───── DATA SHOWN
Issue #1955, opened 2026-03-10
Freeze when mouse is not moving


arjan-s:
### Compositor

Niri

### Distribution

NixOS

### Select your Installation Method

Distro Packaging

### Was this your original Installation method?

Yes

### dms doctor -vC

Can't execute this because DMS freezes immediately as soon as the mouse doesn't move

### Description

When logging in, DMS starts successfully and shows the first start screen. As long as I keep moving the mouse, it keeps working well, and I even managed to close the first start screen and click some buttons. But when I stop moving the mouse, DMS/Niri freezes completely.

I found out that some input is still accepted while not displaying anything: so I pressed Ctrl+Alt+F2 to switch to the console, which didn't do anything. But when closing and reopening the laptop lid, I'm on the console. This is where I made the log export using `journalctl --user --boot -u niri -u dms`.

I'd love some help analyzing the log to find out why this happens. Apparently Niri is pausing the session, whatever that means, causing it to freeze.

### Expected Behavior

DMS/Niri doesn't freeze when I stop moving the mouse.

### Steps to Reproduce

Don't move the mouse when logging in.

### Error Messages/Logs

mrt 10 13:03:42 laptop systemd[3227]: Starting A scrollable-tiling Wayland compositor...
mrt 10 13:03:42 laptop niri[3338]: 2026-03-10T12:03:42.131800Z  INFO niri: starting version 25.11 (Nixpkgs)
mrt 10 13:03:42 laptop niri[3338]: 2026-03-10T12:03:42.140235Z DEBUG niri_config: loaded config from "/home/user/.config/niri/config.kdl"
mrt 10 13:03:42 laptop niri[3338]: 2026-03-10T12:03:42.201771Z  INFO niri::backend::tty: using as the render node: "/dev/dri/renderD128"
mrt 10 13:03:42 laptop niri[3338]: 2026-03-10T12:03:42.249186Z DEBUG niri::backend::tty: adding device: 57857 "/dev/dri/card1"
mrt 10 13:03:42 laptop niri[3338]: 2026-03-10T12:03:42.249236Z DEBUG niri::backend::tty: this is the primary node
mrt 10 13:03:42 laptop niri[3338]: 2026-03-10T12:03:42.424040Z DEBUG niri::backend::tty: got render node: renderD128
mrt 10 13:03:42 laptop niri[3338]: 2026-03-10T12:03:42.424156Z DEBUG niri::backend::tty: initializing the primary renderer
[...]

PR #1980, opened 2026-03-13
Compositor Pause Hardening

nick-linux8:
Description:
This PR is to work on #1955 and introduces a retry and backoff mechanism to the main Wayland eventDispatcher in wlcontext.go to prevent the shell from permanently freezing during compositor hardware resets or DPMS power-state transitions.

The Problem:
Currently, if ctx.Dispatch() encounters an error that isn't a standard timeout, the dispatcher logs the error and immediately hits return. This permanently kills the shell's event loop. We discovered that certain hardware configurations (specifically AMD GPUs running the amdgpu driver) emit spurious udev change events when shifting idle power states. Strict compositors (like Niri) react to these events by defensively pausing the entire Wayland session. When the session pauses, the socket becomes unresponsive, ctx.Dispatch() throws an error, and DMS exits the loop—causing a permanent UI freeze even after the compositor resumes.

The Solution:

    Added a consecutiveErrors counter to track consecutive dispatch failures.

    Implemented a progressive time.Sleep backoff to prevent CPU spin-looping while the compositor is unresponsive.

    The shell will now patiently wait out temporary compositor pauses (up to a reasonable threshold) and immediately resume normal operations once ctx.Dispatch() succeeds again.

    If the compositor is genuinely dead (hits maxConsecutiveErrors), the shell will exit gracefully as it did before.

### DIFF
--- a/core/internal/server/wlcontext/context.go
+++ b/core/internal/server/wlcontext/context.go
@@ -2,10 +2,10 @@ package wlcontext
 
 import (
 	"fmt"
+	"golang.org/x/sys/unix"
 	"os"
 	"sync"
-
-	"golang.org/x/sys/unix"
+	"time"
 
 	"github.com/AvengeMedia/DankMaterialShell/core/internal/errdefs"
 	"github.com/AvengeMedia/DankMaterialShell/core/internal/log"
@@ -123,6 +123,9 @@ func (sc *SharedContext) eventDispatcher() {
 		{Fd: int32(sc.wakeR), Events: unix.POLLIN},
 	}
 
+	consecutiveErrors := 0
+	const maxConsecutiveErrors = 20
+
 	for {
 		sc.drainCmdQueue()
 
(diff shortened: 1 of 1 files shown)


core/internal/server/wlcontext/context.go
```diff
@@ -153,9 +156,19 @@ func (sc *SharedContext) eventDispatcher() {
 		}
 
 		if err := ctx.Dispatch(); err != nil && !os.IsTimeout(err) {
-			log.Errorf("Wayland connection error: %v", err)
-			return
+			consecutiveErrors++
+			log.Warnf("Wayland connection error (%d/%d): %v", consecutiveErrors, maxConsecutiveErrors, err)
+
+			if consecutiveErrors >= maxConsecutiveErrors {
+				log.Errorf("Fatal: Wayland connection unrecoverable after %d attempts. Exiting dispatcher.", maxConsecutiveErrors)
```
bbedward, line 163: We should probably really propagate this up, so the shell can clean everything up and exit with an error code. Some of the other goroutines do that, including probably this one if it actually returns an error instead of just killing the loop.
──────────
BRIEF: Return the listing above verbatim.

SOLUTION FOR THIS TASK:
Issue #1955, opened 2026-03-10
Freeze when mouse is not moving


arjan-s:
### Compositor

Niri

### Distribution

NixOS

### Select your Installation Method

Distro Packaging

### Was this your original Installation method?

Yes

### dms doctor -vC

Can't execute this because DMS freezes immediately as soon as the mouse doesn't move

### Description

When logging in, DMS starts successfully and shows the first start screen. As long as I keep moving the mouse, it keeps working well, and I even managed to close the first start screen and click some buttons. But when I stop moving the mouse, DMS/Niri freezes completely.

I found out that some input is still accepted while not displaying anything: so I pressed Ctrl+Alt+F2 to switch to the console, which didn't do anything. But when closing and reopening the laptop lid, I'm on the console. This is where I made the log export using `journalctl --user --boot -u niri -u dms`.

I'd love some help analyzing the log to find out why this happens. Apparently Niri is pausing the session, whatever that means, causing it to freeze.

### Expected Behavior

DMS/Niri doesn't freeze when I stop moving the mouse.

### Steps to Reproduce

Don't move the mouse when logging in.

### Error Messages/Logs

mrt 10 13:03:42 laptop systemd[3227]: Starting A scrollable-tiling Wayland compositor...
mrt 10 13:03:42 laptop niri[3338]: 2026-03-10T12:03:42.131800Z  INFO niri: starting version 25.11 (Nixpkgs)
mrt 10 13:03:42 laptop niri[3338]: 2026-03-10T12:03:42.140235Z DEBUG niri_config: loaded config from "/home/user/.config/niri/config.kdl"
mrt 10 13:03:42 laptop niri[3338]: 2026-03-10T12:03:42.201771Z  INFO niri::backend::tty: using as the render node: "/dev/dri/renderD128"
mrt 10 13:03:42 laptop niri[3338]: 2026-03-10T12:03:42.249186Z DEBUG niri::backend::tty: adding device: 57857 "/dev/dri/card1"
mrt 10 13:03:42 laptop niri[3338]: 2026-03-10T12:03:42.249236Z DEBUG niri::backend::tty: this is the primary node
mrt 10 13:03:42 laptop niri[3338]: 2026-03-10T12:03:42.424040Z DEBUG niri::backend::tty: got render node: renderD128
mrt 10 13:03:42 laptop niri[3338]: 2026-03-10T12:03:42.424156Z DEBUG niri::backend::tty: initializing the primary renderer
[...]

PR #1980, opened 2026-03-13
Compositor Pause Hardening

nick-linux8:
Description:
This PR is to work on #1955 and introduces a retry and backoff mechanism to the main Wayland eventDispatcher in wlcontext.go to prevent the shell from permanently freezing during compositor hardware resets or DPMS power-state transitions.

The Problem:
Currently, if ctx.Dispatch() encounters an error that isn't a standard timeout, the dispatcher logs the error and immediately hits return. This permanently kills the shell's event loop. We discovered that certain hardware configurations (specifically AMD GPUs running the amdgpu driver) emit spurious udev change events when shifting idle power states. Strict compositors (like Niri) react to these events by defensively pausing the entire Wayland session. When the session pauses, the socket becomes unresponsive, ctx.Dispatch() throws an error, and DMS exits the loop—causing a permanent UI freeze even after the compositor resumes.

The Solution:

    Added a consecutiveErrors counter to track consecutive dispatch failures.

    Implemented a progressive time.Sleep backoff to prevent CPU spin-looping while the compositor is unresponsive.

    The shell will now patiently wait out temporary compositor pauses (up to a reasonable threshold) and immediately resume normal operations once ctx.Dispatch() succeeds again.

    If the compositor is genuinely dead (hits maxConsecutiveErrors), the shell will exit gracefully as it did before.

### DIFF
--- a/core/internal/server/wlcontext/context.go
+++ b/core/internal/server/wlcontext/context.go
@@ -2,10 +2,10 @@ package wlcontext
 
 import (
 	"fmt"
+	"golang.org/x/sys/unix"
 	"os"
 	"sync"
-
-	"golang.org/x/sys/unix"
+	"time"
 
 	"github.com/AvengeMedia/DankMaterialShell/core/internal/errdefs"
 	"github.com/AvengeMedia/DankMaterialShell/core/internal/log"
@@ -123,6 +123,9 @@ func (sc *SharedContext) eventDispatcher() {
 		{Fd: int32(sc.wakeR), Events: unix.POLLIN},
 	}
 
+	consecutiveErrors := 0
+	const maxConsecutiveErrors = 20
+
 	for {
 		sc.drainCmdQueue()
 
(diff shortened: 1 of 1 files shown)


core/internal/server/wlcontext/context.go
```diff
@@ -153,9 +156,19 @@ func (sc *SharedContext) eventDispatcher() {
 		}
 
 		if err := ctx.Dispatch(); err != nil && !os.IsTimeout(err) {
-			log.Errorf("Wayland connection error: %v", err)
-			return
+			consecutiveErrors++
+			log.Warnf("Wayland connection error (%d/%d): %v", consecutiveErrors, maxConsecutiveErrors, err)
+
+			if consecutiveErrors >= maxConsecutiveErrors {
+				log.Errorf("Fatal: Wayland connection unrecoverable after %d attempts. Exiting dispatcher.", maxConsecutiveErrors)
```
bbedward, line 163: We should probably really propagate this up, so the shell can clean everything up and exit with an error code. Some of the other goroutines do that, including probably this one if it actually returns an error instead of just killing the loop.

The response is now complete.